- Born: 1952 (age 73–74) Wolverhampton, England
- Origin: United Kingdom
- Education: Royal Academy of Music; Magdalene College, Cambridge; Yale University;
- Genres: Classical
- Occupations: Pianist, conductor, teacher
- Instrument: Piano
- Awards: First Prize, Leeds International Piano Competition (1981); Silver Medal, Arthur Rubinstein Competition; Silver Medal, Vienna–Beethoven Competition;

= Ian Hobson =

English pianist, conductor and teacher

Ian Hobson is an English pianist, conductor, and teacher renowned for his performances of Romantic piano repertoire and his advocacy of lesser-known composers. A winner of the 1981 Leeds International Piano Competition, he has enjoyed an international career as both soloist and conductor. He is Professor Emeritus of Music at the University of Illinois Urbana–Champaign, has served on the faculty of Florida State University, and since September 2023 has served as Guest Conductor of Sinfonia Varsovia.

==Biography==
Hobson was born in Wolverhampton. He studied at King Henry VIII School, Coventry, the Royal Academy of Music, Magdalene College, Cambridge, and Yale University in the United States. His teachers included Claude Frank, Ralph Kirkpatrick and Menahem Pressler.

Hobson made his London debut in 1979. He won silver medals in the Arthur Rubinstein and Vienna-Beethoven competitions and first prize in the 1981 Leeds International Pianoforte Competition. His United States debut came in 1983, and he has since performed in concert and recital in many countries and with many orchestras.

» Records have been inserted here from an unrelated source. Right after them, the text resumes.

PR #174, opened 2018-10-26
Add config_updater task definition

kentsanggds:
# Why I am making this change

This config_udpater task definition was left out which would mean that nginx config updates would not be picked up, which would impact dev stacks as nginx would not have any config files to start with.

This only affects stacks created from scratch so didn't affect staging or production because those stacks already have nginx configs set up.

This does not impact prometheis running in EC2 as it gets the targets configs in the user_data script.

### DIFF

He frequently conducts from the keyboard.

His piano repertoire includes:
- J.S. Bach: Goldberg Variations
- Mozart: Piano Concertos
- Beethoven: Piano Sonatas
- Mendelssohn: works for piano and orchestra
- Robert Schumann: Piano Sonatas
- Clara Schumann: Piano Concerto
- Moscheles: Piano Concertos
- Liszt: 2-piano arrangements of music by Saint-Saëns
- Brahms: Variations
- Rachmaninoff: 17 Études-Tableaux, comprising Études-Tableaux, Op. 33 and Études-Tableaux, Op. 39, 24 Preludes, and transcriptions
- Paderewski: Piano Concerto
- Godowsky: Studies on Chopin's Études, and transcriptions of Schubert lieder
- David Johnson: 12 Preludes and Fugues
- concertos by Huss and Schelling
- contemporary works by Benjamin Lees, Kevin Oldham, Ridout, Liptak and Gardner, some of which were written for him.

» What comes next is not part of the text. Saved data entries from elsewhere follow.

PR #175, opened 2018-10-26
Add kibana link to alert

matthewcullum-gds:
# Why I am making this change

We are now collecting logs so can link to them


issyl0:
If you want to make the commit history cleaner, instead of having erroneously committed one file and then removed it in a separate commit, you could `git rebase -i master` and squash the two commits together, thus getting rid of the personal stack file like it never existed in history.

matthewcullum-gds:
Thanks I have tidied that, my git fu is a work in progress.

PR #176, opened 2018-10-26
Now all Prometheis are on EC2, use prom-n instead of prom-ec2-n

issyl0:
# Why I am making this change

The Prometheis now run solely in EC2, so we don't need to differentiate them with `ec2` specified in the hostname or the Terraform resource name as there's no conflicting ECS `prom` names.

It would be good to test that this works on others' dev stacks.


issyl0:
I'm not sure this has applied correctly in my dev stack, I still see some evidence of `prom-ec2`.

issyl0:
I hadn't done an `apply` on ECS before an `apply` on enclave. This is working now. :-)

PR #177, opened 2018-10-26
Remove code relating to the Prometheus ECS-managed EBS volumes

issyl0:
- These were 500G volumes attached to ECS-managed EC2 instances. We don't need them
  anymore because we've moved to vanilla EC2.

(Paired with @kentsanggds.)


issyl0:
We need to do some manual steps to Force Detach the volumes in the AWS Console.

PR #180, opened 2018-10-29
Revert "Add back the prom-ec2-n records for now"

issyl0:
Reverts alphagov/prometheus-aws-configuration-beta#179

This makes no sense with what's in my brain about how we do things, so we're rolling it back so we can test it more thoroughly.


issyl0:
Travis isn't updating GitHub, but the builds have passed so I'm merging...

PR #182, opened 2018-10-30
Remove prom-n records from app-ecs-albs

issyl0:
- To prettify the switch of Prometheus from ECS to EC2, we want to
  deprecate the `prom-ec2-n` hosts in favour of `prom-n`. To do this, we
  have to have a multi-step process to ensure that the records are added
  and removed in the correct order with as little downtime as possible.
- This is step 1 of 4.


kentsanggds:
`prom-alias` is being used by `resource "aws_acm_certificate" "monitoring_cert"` and `output "prom_public_record_fqdns"`, so can't remove it until this is resolved

issyl0:
We're making this into another story, so closing this PR for now until we play that other story.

He has appeared in duo recital with his then wife Claude Edrei Hobson.

He has attracted world class instrumental soloists to appear with the Sinfonia da Camera, which he founded in 1984. His opera conducting activities include works from Giovanni Battista Pergolesi to Richard Strauss. For his own Zephyr label, he conducted the world premiere of a new concert edition of John Philip Sousa's operetta El Capitan, with the Sinfonia da Camera, and also recorded the work. His other recordings include Stravinsky's Histoire du soldat and Walton's Façade, with the baritone William Warfield.

Prior to joining the faculty at Florida State University, Hobson served as a music professor at the faculty of the University of Illinois at Urbana–Champaign. He has been a juror on a number of international music competitions. Hobson is the father of NPR Here & Now host Jeremy Hobson.